The Piano Sonata No. 2 in G minor, Op. 22 was composed by Robert Schumann from 1830 to 1834. (Note: Date according to Jensen; Daverio reports that it was begun in "mid-1833".) The piano sonata is dedicated to Schumann's friend the pianist Henriette Voigt and was published in September 1839.

== Background ==
It was one of his three full-length attempts at the sonata genre, the other completed ones being the Piano Sonata No. 1 and Piano Sonata No. 3. Because it was published only in 1839, three years after the F minor sonata, it was given a later opus number (op. 22) but an earlier sequence number (No. 2) was kept. This has caused some confusion, and recordings of the G minor Sonata have sometimes been published as "Sonata No. 3". There was also an earlier sonata in F minor, which Schumann abandoned; this is sometimes referred to as "Sonata No. 4".

Among his sonatas, this one is very frequently performed and recorded.

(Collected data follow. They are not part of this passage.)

Issue #105, opened 2023-06-30
[js] Fee has dropped off Payin/outMethodResponse - add it back in


phoebe-lew:

SiennaSaito:
Looks like `PaymentMethod` in `types.js:33` has a `feeSubunits` property which doesn't seem to be reflected in either `./json-schemas/definitions.json` or `./json-schemas/tbdex-message.schema.json`.

Based off the readme `fee` was a dictionary but `feeSubunits` is a nullable String.
Is `feeSubunits` the replacement for `fee` or should they be seperate things? 🤔

SiennaSaito:
Also, yo! 😎 🌻

phoebe-lew:
Hi @SiennaSaito ! We just did a bigo refactor of the JS types this morning. the json schemas are sadly very out of touch with the types right now. Right now, the JS types should be considered the source of truth and we need to refactor the schemas (per #99, which is actually ALSO poorly named because the readme has not been updated to align with the JS changes)

SiennaSaito:
Okay sick! I'm running low on secret time today but I'll refresh at 4 PM, see if anything has changed and then make a list of things to change to match the JS types 🥸

SiennaSaito:
Alright - here's a small PR to update the readme with `feeSubunits` - let me know if this is on the right track.
https://github.com/TBD54566975/tbdex-protocol/pull/114

If that looks like it's on the right track then I'll put together a diff between the readme and `types.js`.

phoebe-lew:
Fee added back in in #111

PR #114, opened 2023-07-12
Update `fee` -> `feeSubunits` in README.md

SiennaSaito:
#105 

Updates references to `fee` in the readme to match `types.js`.
This is a small portion of the work needed to update the readme before the schema is also changed to match.


michaelneale (approved):

michaelneale:
thanks @SiennaSaito - wonder given that the types are now more rigorously defined if we could make the README automatically updated (or perhaps automated in some other way to not be repeated? if you have any ideas).

SiennaSaito:
Thanks @michaelneale!

If we're happy with adding the descriptions for each property to `types.js`, we could come up with a script that prints each type into a table and cats to stdout.

That'd get you 80% of the way there without having to worry about CI and templates etc.
If you wanted to hook it up with CI later then you could have CI update the readme automatically with each merge to main.

I'll spin up an issue so we can talk about it more ☀️

SiennaSaito:
https://github.com/TBD54566975/tbdex-protocol/issues/115

PR #120, opened 2023-07-14
yeet the homerolled ids and replace with typeid-js

phoebe-lew:
For now, have only made the message id and offering ids strongly typed. parent/thread id are still strings - can discuss if this feels weird and we want parent/thread ids strongly typed as well. It's just slightly weird with parent id because the type depends on which message type you're responding to. 

Some other notes:
- offering ids are namespaced by offering
- message ids are namespaced by the _message type_
- message id continues to exist outside of `body`, but is moved out of the `metadata` type because it needs to know about the type.


js/src/types.ts
```diff
@@ -47,21 +48,21 @@ export type MessageTypes = {
 }
 
 export interface MessageMetadata {
-  id: string
-  threadId: string
+  threadId: string // technically this has to be an rfq id because that's how you start a thread
   parentId?: string
```
jiyoontbd, line 52: could i suggest that you also yeet this change this line to `parentId?: string | null` ? i dunno why but typescript gets upset when it's exported out as a node_module

image

jiyoontbd: nvm you've changed this bit
```const parentId = opts.last?.id.toString() ?? undefined```

File: js/src/types.ts [hunk 2]
```diff
@@ -47,21 +48,21 @@ export type MessageTypes = {
...
   from: string
   to: string
   createdTime: string
 }
 
 export type TbDEXMessage<T extends keyof MessageTypes> = MessageMetadata & {
+  id: TypeID<T>
```
jiyoontbd, line 59: ok so with this change, id is still a "top level" tbdex message field, it's just that it is an ID of type T using typeid instead of our own :)

jiyoontbd (approved):

js/tests/builders.spec.ts
```diff
@@ -32,7 +33,7 @@ describe('messages builders', () => {
   })
```
jiyoontbd, line 33: i think line above this one should now be
```    expect(actual.parentId).to.be.undefined
```

phoebe-lew: thank yewww!

js/src/types.ts
phoebe-lew: Correct! the message itself still looks the same and the interface for constructing a message is the same

PR #121, opened 2023-07-18
swapping from and to

jiyoontbd:
Swapping from and to when constructing message, in order to facilitate a conversation thread with correct from/to fields


corcillo (approved):

js/src/builders.ts
```diff
@@ -25,8 +25,8 @@ export function createMessage<T extends keyof MessageTypes, U extends keyof Mess
     id,
     threadId,
     parentId,
-    to          : opts.to ?? opts.last.to,
-    from        : opts.from ?? opts.last.from,
+    to          : opts.from ?? opts.last.from,
```
phoebe-lew, line 28: This reads pretty confusingly to someone without context, maybe add a comment explaining why they need to be swapped?

js/src/builders.ts
```diff
@@ -10,12 +10,23 @@ type LastMessageOpts<T extends keyof MessageTypes> = {
...
   type: T,
   body: MessageType<T>,
 }
 
-export function createMessage<T extends keyof MessageTypes, U extends keyof MessageTypes>(opts: CreateMessageOpts<T, U>): TbDEXMessage<T> {
+export type CreateMessageOpts2<T extends keyof MessageTypes, U extends keyof MessageTypes, X extends keyof MessageTypes> =
+XOR<NewThreadOpts, ReplyMessageOpts<U>> & {
+  type: T,
+  body: MessageType<T>,
+  last?: TbDEXMessage<X>
```
phoebe-lew, line 26: In which situations do you pass in `last` vs `reply`? And in which situations would you pass in _both_?

js/tests/builders.spec.ts
```diff
@@ -74,8 +74,8 @@ describe('messages builders', () => {
       body : quote
     })
 
-    expect(from).to.equal(rfqMessage.from)
-    expect(to).to.equal(rfqMessage.to)
+    expect(from).to.equal(rfqMessage.to)
```
phoebe-lew, line 77: would this make more sense if we renamed to `sender` and `recipient`? then the logic would read like:

`expect(quoteSender).to.equal(rfqMessage.recipient)` which seems somewhat more english-y

js/src/builders.ts
jiyoontbd: ok we have a smol matrix here

no last, no reply: initial message (i.e. RFQ) - i expect you to pass in to and from

yes last, no reply: replying to a thread where last message is from you (i.e. OrderStatus, Close?) - i expect you to pass in to and from

no last, yes reply:... i can't think of an example here.

yes last, yes reply: replying to a thread where last message is NOT from you (i.e. PFI sends Quote in response to having received RFQ) - i'll fill in the to and from for you

js/tests/builders.spec.ts
jiyoontbd: oh, i like that ^_^

jiyoontbd:
Yeah just close it for now please 🙏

Because of its great variety and highly virtuosic demands, it is enjoyed both by audiences and performers alike. Clara Schumann claimed to be "endlessly looking forward to the second sonata", but nevertheless Robert revised it several times. At Clara Schumann's request, the original finale, marked Presto passionato was replaced with a less difficult movement in 1838. Clara considered it “not too incomprehensible,” though she admitted that she would “play it if necessary, but the masses, the public, and even the connoisseurs for whom one is really writing, don’t understand it.”

== Movements ==
The four movements are:

Jensen describes the first movement as having "a concern with motivic structure". The second movement of the sonata is based on Schumann's early song "Im Herbste".